Collected data entries
PR #1424, opened 2026-09-14
Increase MAX_MOD_SIZE from 35MB to 512MB

iZePlayzYT:
Allow bigger Mods (A lot of romhacks converted with https://isaac0-dev.github.io/rom-decomp-64/ exceed the current limited)


EmeraldLoc:
No. Download times will take 9 trillion years. Optimize your mod to fit within range. As it stands, this will not be increased. It will be increased when the devs decide to as it's been discussed multiple times (with all times it being concluded that the limit should not be raised)

iZePlayzYT:
@EmeraldLoc i meant it for singleplayer stuff especially...

EmeraldLoc:
That's fine, but you'd need to separate it out, not raise the limit on everything

Isaac0-dev:
this is a bug in rom-decomp-64, so it should be fixed there. This project shouldn't need to account for my bad code lol

PR #1425, opened 2026-09-15
Implement delta time

georgegabrdev:
This adds delta time by using HOOK_UPDATE_DELTA_TIME and HOOK_ON_RENDER_DELTA_TIME.
Good for timers and other stuff


Cooliokid956:
this... doesn't add anything that you can't already do in the game? you can just use `clock_elapsed_f64` in Lua anyway, and I'm fairly certain the render hook- oh. Either way it still doesn't look like there's a use case for this hook... mind adding a test mod and providing use cases?

EmilyEmmi:
Assuming the render hook works correctly, it would allow rendering at higher framerates, which might be useful. The HOOK_UPDATE_DELTA_TIME hook doesn't have a use case atm since you can just call calculate that time manually.

Not sure if allowing lua calls at higher framerates should be possible... I recall a similar PR that was rejected for related concerns?

georgegabrdev:
I was too lazy to put a example but ok
```lua
local t = 0

function render_delta(dt)
    t = t + dt
end

hook_event(HOOK_ON_RENDER_DELTA_TIME, render_delta)
hook_event(HOOK_UPDATE_DELTA_TIME, render_delta) -- you can do the same thing, its just at 30 fps but useful for stuff

function render()
    djui_hud_print_text(string.format("%.3f", t), 20, 20, 1) -- timer example
end

hook_event(HOOK_ON_HUD_RENDER, render)
```

PeachyPeachSM64:
> I was too lazy to put a example but ok
> 
> ```lua
> local t = 0
> 
> function render_delta(dt)
>     t = t + dt
> end
> 
> hook_event(HOOK_ON_RENDER_DELTA_TIME, render_delta)
> hook_event(HOOK_UPDATE_DELTA_TIME, render_delta) -- you can do the same thing, its just at 30 fps but useful for stuff
> 
> function render()
>     djui_hud_print_text(string.format("%.3f", t), 20, 20, 1) -- timer example
> end
> 
> hook_event(HOOK_ON_HUD_RENDER, render)
> ```

So... you're trying to add something you have no need for?

Anyway, as Coolio and Emily mentioned, `HOOK_UPDATE_DELTA_TIME` is just `HOOK_UPDATE` with a parameter you can already calculate with the `clock_elapsed` functions.

I can see the need for `HOOK_ON_RENDER_DELTA_TIME`, but it was really a missed opportunity to pass something useful like `delta` instead of an (inaccurate) delta time we can already compute with (again) the `clock_elapsed` functions.

PR #1432, opened 2026-09-20
Make djui_chat_box.c not override Home/End key behavior

FluffyKn1ght:
pageup/pagedown literally do the exact same thing but with a config setting check for how much to scroll. as a seasoned home/end key user it is REALLY inconvenient to press home for it to scroll the history instead of going to the start of the chatbox.


FluffyKn1ght:
oopsie daisy i made this pr with the base set to main instead of dev-

PeachyPeachSM64 (approved):

EmeraldLoc (approved):

PR #337, opened 2024-03-15
Fix caller sensitivity

dmlloyd:
A caller-sensitive method should never be called from within `jboss-modules`.


ropalka (approved):

ropalka:
Thanks @dmlloyd !

PR #339, opened 2024-03-19
Deprecate `org.jboss.modules.ref`

dmlloyd:
There is now `java.lang.ref.Cleaner`, not to mention equivalent functionality in `smallrye-common` and `wildfly-common` to use instead.


ropalka (approved):

ropalka:
Thanks @dmlloyd !

PR #340, opened 2024-03-28
Allow starting in JPMS mode

dmlloyd:
* Use public lookup when looking for public main method
* Add a missing service requirement for `Policy`

For example: `java -p jboss-modules.jar -m org.jboss.modules ...`

More changes are likely going to be needed to get a full startup of a real application.

### DIFF
--- a/src/main/java/module-info.java
+++ b/src/main/java/module-info.java
@@ -17,11 +17,9 @@
  */
 
 module org.jboss.modules {
-  requires java.desktop;
-  requires java.instrument;
-  requires java.logging;
-  requires java.management;
-  requires java.prefs;
+  // for consumers of this module
+  requires java.se;
+  requires jdk.unsupported;
   exports org.jboss.modules;
   exports org.jboss.modules.filter;
   exports org.jboss.modules.log;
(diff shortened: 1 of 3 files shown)


dmlloyd:
With this last version, it is possible to start up `wildfly-core` using a JPMS module path which includes `jboss-modules` plus `jboss-logmanager` and its transitive dependency set, and have module resolution working properly.

The versions of `jboss-logmanager` which have a module descriptor are not compatible with `wildfly-core` yet, so there is a limiting factor.

src/main/java/module-info.java
```diff
@@ -17,6 +17,9 @@
  */
 
 module org.jboss.modules {
+  // for consumers of this module
+  requires java.se;
```
ropalka, line 21: When we require java.se we can drop all of the following redundant requirements:
 *  requires java.desktop;
 * requires java.instrument;
 * requires java.logging;
 * requires java.management;
 * requires java.prefs;

ropalka (changes requested):

src/main/java/module-info.java
dmlloyd: Good point.

ropalka (approved):

ropalka:
Thanks @dmlloyd !

PR #341, opened 2024-03-28
Allow starting in JPMS mode (2.1.x)

dmlloyd:
* Use public lookup when looking for public main method
* Add a missing service requirement for `Policy`

For example: `java -p jboss-modules.jar -m org.jboss.modules ...`

### DIFF
--- a/src/main/java/module-info.java
+++ b/src/main/java/module-info.java
@@ -17,11 +17,9 @@
  */
 
 module org.jboss.modules {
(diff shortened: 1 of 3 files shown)


dmlloyd:
This is the same as #340 but for the 2.1 branch (since it's only fixed, no new API).

ropalka (approved):

ropalka:
Thanks @dmlloyd !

● **Brief**: Retype all of the records above without a single alteration.

● **Exercise response**:
PR #1424, opened 2026-09-14
Increase MAX_MOD_SIZE from 35MB to 512MB

iZePlayzYT:
Allow bigger Mods (A lot of romhacks converted with https://isaac0-dev.github.io/rom-decomp-64/ exceed the current limited)


EmeraldLoc:
No. Download times will take 9 trillion years. Optimize your mod to fit within range. As it stands, this will not be increased. It will be increased when the devs decide to as it's been discussed multiple times (with all times it being concluded that the limit should not be raised)

iZePlayzYT:
@EmeraldLoc i meant it for singleplayer stuff especially...

EmeraldLoc:
That's fine, but you'd need to separate it out, not raise the limit on everything

Isaac0-dev:
this is a bug in rom-decomp-64, so it should be fixed there. This project shouldn't need to account for my bad code lol

PR #1425, opened 2026-09-15
Implement delta time

georgegabrdev:
This adds delta time by using HOOK_UPDATE_DELTA_TIME and HOOK_ON_RENDER_DELTA_TIME.
Good for timers and other stuff


Cooliokid956:
this... doesn't add anything that you can't already do in the game? you can just use `clock_elapsed_f64` in Lua anyway, and I'm fairly certain the render hook- oh. Either way it still doesn't look like there's a use case for this hook... mind adding a test mod and providing use cases?

EmilyEmmi:
Assuming the render hook works correctly, it would allow rendering at higher framerates, which might be useful. The HOOK_UPDATE_DELTA_TIME hook doesn't have a use case atm since you can just call calculate that time manually.

Not sure if allowing lua calls at higher framerates should be possible... I recall a similar PR that was rejected for related concerns?

georgegabrdev:
I was too lazy to put a example but ok
```lua
local t = 0

function render_delta(dt)
    t = t + dt
end

hook_event(HOOK_ON_RENDER_DELTA_TIME, render_delta)
hook_event(HOOK_UPDATE_DELTA_TIME, render_delta) -- you can do the same thing, its just at 30 fps but useful for stuff

function render()
    djui_hud_print_text(string.format("%.3f", t), 20, 20, 1) -- timer example
end

hook_event(HOOK_ON_HUD_RENDER, render)
```

PeachyPeachSM64:
> I was too lazy to put a example but ok
> 
> ```lua
> local t = 0
> 
> function render_delta(dt)
>     t = t + dt
> end
> 
> hook_event(HOOK_ON_RENDER_DELTA_TIME, render_delta)
> hook_event(HOOK_UPDATE_DELTA_TIME, render_delta) -- you can do the same thing, its just at 30 fps but useful for stuff
> 
> function render()
>     djui_hud_print_text(string.format("%.3f", t), 20, 20, 1) -- timer example
> end
> 
> hook_event(HOOK_ON_HUD_RENDER, render)
> ```

So... you're trying to add something you have no need for?

Anyway, as Coolio and Emily mentioned, `HOOK_UPDATE_DELTA_TIME` is just `HOOK_UPDATE` with a parameter you can already calculate with the `clock_elapsed` functions.

I can see the need for `HOOK_ON_RENDER_DELTA_TIME`, but it was really a missed opportunity to pass something useful like `delta` instead of an (inaccurate) delta time we can already compute with (again) the `clock_elapsed` functions.

PR #1432, opened 2026-09-20
Make djui_chat_box.c not override Home/End key behavior

FluffyKn1ght:
pageup/pagedown literally do the exact same thing but with a config setting check for how much to scroll. as a seasoned home/end key user it is REALLY inconvenient to press home for it to scroll the history instead of going to the start of the chatbox.


FluffyKn1ght:
oopsie daisy i made this pr with the base set to main instead of dev-

PeachyPeachSM64 (approved):

EmeraldLoc (approved):

PR #337, opened 2024-03-15
Fix caller sensitivity

dmlloyd:
A caller-sensitive method should never be called from within `jboss-modules`.


ropalka (approved):

ropalka:
Thanks @dmlloyd !

PR #339, opened 2024-03-19
Deprecate `org.jboss.modules.ref`

dmlloyd:
There is now `java.lang.ref.Cleaner`, not to mention equivalent functionality in `smallrye-common` and `wildfly-common` to use instead.


ropalka (approved):

ropalka:
Thanks @dmlloyd !

PR #340, opened 2024-03-28
Allow starting in JPMS mode

dmlloyd:
* Use public lookup when looking for public main method
* Add a missing service requirement for `Policy`

For example: `java -p jboss-modules.jar -m org.jboss.modules ...`

More changes are likely going to be needed to get a full startup of a real application.

### DIFF
--- a/src/main/java/module-info.java
+++ b/src/main/java/module-info.java
@@ -17,11 +17,9 @@
  */
 
 module org.jboss.modules {
-  requires java.desktop;
-  requires java.instrument;
-  requires java.logging;
-  requires java.management;
-  requires java.prefs;
+  // for consumers of this module
+  requires java.se;
+  requires jdk.unsupported;
   exports org.jboss.modules;
   exports org.jboss.modules.filter;
   exports org.jboss.modules.log;
(diff shortened: 1 of 3 files shown)


dmlloyd:
With this last version, it is possible to start up `wildfly-core` using a JPMS module path which includes `jboss-modules` plus `jboss-logmanager` and its transitive dependency set, and have module resolution working properly.

The versions of `jboss-logmanager` which have a module descriptor are not compatible with `wildfly-core` yet, so there is a limiting factor.

src/main/java/module-info.java
```diff
@@ -17,6 +17,9 @@
  */
 
 module org.jboss.modules {
+  // for consumers of this module
+  requires java.se;
```
ropalka, line 21: When we require java.se we can drop all of the following redundant requirements:
 *  requires java.desktop;
 * requires java.instrument;
 * requires java.logging;
 * requires java.management;
 * requires java.prefs;

ropalka (changes requested):

src/main/java/module-info.java
dmlloyd: Good point.

ropalka (approved):

ropalka:
Thanks @dmlloyd !

PR #341, opened 2024-03-28
Allow starting in JPMS mode (2.1.x)

dmlloyd:
* Use public lookup when looking for public main method
* Add a missing service requirement for `Policy`

For example: `java -p jboss-modules.jar -m org.jboss.modules ...`

### DIFF
--- a/src/main/java/module-info.java
+++ b/src/main/java/module-info.java
@@ -17,11 +17,9 @@
  */
 
 module org.jboss.modules {
(diff shortened: 1 of 3 files shown)


dmlloyd:
This is the same as #340 but for the 2.1 branch (since it's only fixed, no new API).

ropalka (approved):

ropalka:
Thanks @dmlloyd !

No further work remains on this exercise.